2016-04-15 06:21:25 | 映画の感想(は行)

 (原題:SICARIO )始まってから30分ぐらいの、アメリカとメキシコの国境線で繰り広げられる銃撃戦までは面白い。黒塗りの専用車を連ねて市中を疾走する主人公達と、それを不気味に追う現地警察。やがて国境のハイウェイで渋滞に捉まるが、いつの間にかギャングの一味に囲まれていた。襲撃を開始する悪者どもに対して、こちらも情け無用の銃弾の雨をお見舞いする。衆人環視の元で高速道路が血に染まり、まさに日常生活の隣に生々しい暴力が控えているという、彼の地の切迫した状況を容赦なく描き出している。しかしながら、映画のテンションはこのシークエンスを境に落ちる一方。終わってみれば凡作に過ぎず、徒労感ばかりが大きい。

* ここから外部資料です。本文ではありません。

PR #365, opened 2021-03-08
removed UseWpf in samples

TysonMN:
Replaces #282

This PR removes the line
```xml
<UseWpf>true</UseWpf>
```
from all of `Core` sample projects.

Removing this line from these projects was not possible when PR #282 was created because we were still targeting .NET Core 3 (`netcoreapp3.0` or `netcoreapp3.1`).  Now we are targeting .NET 5 (`net5.0-windows`).  When this change was made in 77635638db374328b1d091d75ea38ca2d39e5989, the SDK was simplified.  I have now realized that we could have also removed this line as well.

@cmeeren, since you previously said in https://github.com/elmish/Elmish.WPF/pull/282#issuecomment-705178872 that you were indifferent to this kind of change, I will merge when the build successfully completes.


TysonMN:
(That commit reference accidently went to the parent of the commit I wanted.  I corrected it now.)

cmeeren:
Thanks!

PR #607, opened 2024-06-06
[Samples] from dynamic bindings to static VM ("SubModelOpt" sample)

YkTru:
- I propose to convert all actual samples using dynamic bindings to static bindings, or make 2 folders and put appropriate samples in each: "Dynamic bindings", "Static bindings"

- I've run this new sample and everything works as expected, but I don't have enough knowledge to know if I've overlooked anything (e.g., not using the right helpers for better performance, missing relevant “>> Binding.x” (e.g., boxT, addLazy, etc.).

- I've converted 2-space indentation to 4-space idiomatic indentation (in fact, why do all samples use 2-space indentation? it's not practical to refactor everything to 4-space if you need to explore/reuse/etc. the sample).

- I suggest using (not idiomatic I know) “_Binding” for the binding helpers and “_ViewModel” for the static VM to improve readability and intellisense experience (i.e. writing “_V” filters automatically to get all static VMs; I do the same in WPF for "_Behaviors", "_Converter", "_ResourceDict" etc. which helps a lot IMO).

- I suggest skipping 2 lines between the module and the associated ViewModel, and 3 between the previous ViewModel and a new module; I suppose this too is not idiomatic, but IME it helps a lot with readability/navigation.

- I can do this kind of conversion from dyamic to static VM for all samples if you think it's relevant, it helps me learn at the same time. (I also intend to provide samples for what I think a “basic abstract project structure” that can scale well might look like (mostly based on previous discussions) if you think it's relevant too (?); this could at least be a starting point for possible samples of this kind, since I'm not an expert. Would another folder in the sample repo named “Project Structures” be relevant then?)

---

- should: 
```fs
let form2Visible_Binding =
    Binding.OneWayT.id
    >> Binding.mapModel (fun (m: App.Model) ->
        match m.Dialog with
        | Some (App.Dialog.Form2 _) -> true
        | _ -> false)

```
be replaced by:
```
    let form2Visible_Binding =
        Binding.oneWay (fun (m: App.Model) ->
            match m.Dialog with
            | Some (App.Dialog.Form2 _) -> true
            | _ -> false)

``` 
and same for all other binding helpers?

---

- Problem: `DataContext="{Binding Form1}"` (and Form2) is the only binding unable to resolve at compile time (though at runtime it works fine):
```fs
<local:Form1
    d:DataContext="{Binding DataContext.Form1, RelativeSource={RelativeSource AncestorType=StackPanel}}"
    DataContext="{Binding Form1}"
    Visibility="{Binding DataContext.Form1Visible, RelativeSource={RelativeSource AncestorType=StackPanel}, Converter={StaticResource VisibilityConverter}}" />
```
codelens says: `(Form1_ViewModel).Path=`, is there a way to access `(App_ViewModel).Path=` here?

### DIFF
--- a/src/Samples/SubModelOpt.Core/Program.fs
+++ b/src/Samples/SubModelOpt.Core/Program.fs
@@ -1,6 +1,5 @@
 ﻿namespace Program
 
-
 open Serilog
 open Serilog.Extensions.Logging
 open Elmish.WPF
--- a/src/Samples/SubModelOpt.Core/Program.fs
+++ b/src/Samples/SubModelOpt.Core/Program.fs
@@ -1,4 +1,5 @@
-﻿module Elmish.WPF.Samples.SubModelOpt.Program
+﻿namespace Program
+
 
 open Serilog
 open Serilog.Extensions.Logging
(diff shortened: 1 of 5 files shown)


YkTru:
(is there any interest?)

YkTru:
@marner2 ?

YkTru:
@TysonMN ? (sorry to tag you but I don't know who to ask else)

marner2:
I think you're on to something here, but we don't want to replace the old versions yet. This all looks like a correct transform though at my first go through. I'll have to download the source to see what's going on with that binding issue. My guess is that it's something to do with that `d:DataContext` being different from the `DataContext`.

TysonMN:
Sounds like you are doing too much in one PR.  If you want to change from 2 to 4 spaces for intention, then do that in a PR of its own.

If you want people to review your work, then make your work easy to review.

YkTru:
@marner2 Great, when you say :

> I think you're on to something here

1-Which part exactly do you think should be kept/revised/removed?

--

> My guess is that it's something to do with that d:DataContext being different from the DataContext.

2-What do you mean "being different" since the code is:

 アリゾナ州チャンドラーで誘拐事件の容疑者宅への奇襲捜査を指揮した参加したFBI捜査官のケイト・メイサーは、その功績から上司の推薦により国防総省のマット・グレイヴァー率いるチームに加わることになる。その目的は、誘拐事件の主犯とされるメキシコ麻薬カルテルの親玉マニュエル・ディアスを追い詰めることだ。国境の町エル・パソに移動したケイト達は、マットのパートナーで正体不明のコロンビア人、アレハンドロと合流。メキシコ側のシウダー・フアレス市に入り、作戦の実行に当たる。

 メキシコのマフィアの狼藉ぶりと社会全体の歪みは、すでに多くの作品に取り上げられている。小説ならばドン・ウィンズロウの「犬の力」という秀作があり、映画でもエドワード・ジェイムズ・オルモス監督の「アメリカン・ミー」(92年)やスティーヴン・ソダーバーグ監督の「トラフィック」(2000年)といった注目作がある。そして同じくシウダー・フアレスを舞台にしたシャウル・シュワルツ監督の「皆殺しのバラッド メキシコ麻薬戦争の光と闇」(2013年)は、迫力満点のドキュメンタリーだった。しかしながら、この「ボーダーライン」がそれらの作品に比肩するとは全然思わない。

 結局ヒロインのケイトはただの狂言回しであり、自分から何かアクションを起こすような存在ではないのだ。ならば他のキャラクターはどうかといえば、マットは傍観者に過ぎず、ケイトのチームメイト達も“その他大勢”でしかない。

 ならば残るのはアレハンドロだが、登場人物の中では唯一バックグラウンドに言及されており、作者の彼への思い入れの強さが感じられる。だが、後半で明かされる彼の“正体”が興味深いものなのかといえば、そうではない。彼の言い分は十分に衝撃的ではあるものの、極端にインモラルな状況であるこの地域においては、別に驚くようなことではないのだ。

 監督のドゥニ・ヴィルヌーヴはこのアレハンドロの造形に、例によって粘り付くようなタッチで臨む。ところがキャラクター自体が観る側にとって掘り下げるに値しないものであるため、ドラマが停滞する結果にしかならない。中盤以降のテンポの悪さは、ここに起因している。

 ケイト役のエミリー・ブラントとマットに扮するジョシュ・ブローリンは、今作では可もなく不可も無し。アレハンドロを演じるベニチオ・デル・トロだけが得意気だが、役柄自体が斯くの如しであるため、あまり盛り上がらず。ヨハン・ヨハンソンの音楽とロジャー・ディーキンスのカメラだけは優秀だが、あまり広くは奨めたくないシャシンである。